El problema por así decirlo debe haber sido la hora a la que escribí el mensaje que ya no me daba mas la cabeza. actualmente lo uso así, con tail -f por ssh pero necesito loguearme previamente, (o configurar la autenticación para que no pregunte password, cosa que nunca hice y no se como)

Lo que quiero hacer incrustar en el fondo de pantalla un terminal que me muestre el log remoto.

- O configuro ssh para que no pida password

- O transfiero el syslog a la pc local en cuestión, opción que me resulta mas interesante, y de la que encontré información en este sitio y que planeo ponerme a implementar en este preciso instante....

Por lo pronto, cerrado.
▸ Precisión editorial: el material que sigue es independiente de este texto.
PR #2409, opened 2025-12-18
Enhance error handling in readLoop

youngxhui:
Add recover at goroutine call sites to prevent panics inside goroutines from affecting the main process; also add assertion checks for type conversions to avoid panics caused by failed assertions


jakebailey:
Why add this? When does `readLoop` fail? When would a cancel request's params not be the expected kind?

Gracias a ambos.

Salud!

----------

## Magnum44

Ah! por fin lo encontré, al leeros me habéis recordado un post de cuando mis primeros meses (o años... no recuerdo   :Rolling Eyes:   ) con gentoo era un post sobre screenshots de escritorio y en uno de ellos recuerdo que había visto una terminal de fondo de escritorio transparente. Tras 10 minutos de búsqueda (el buscador de estes foros apesta un poco) lo he encontrado!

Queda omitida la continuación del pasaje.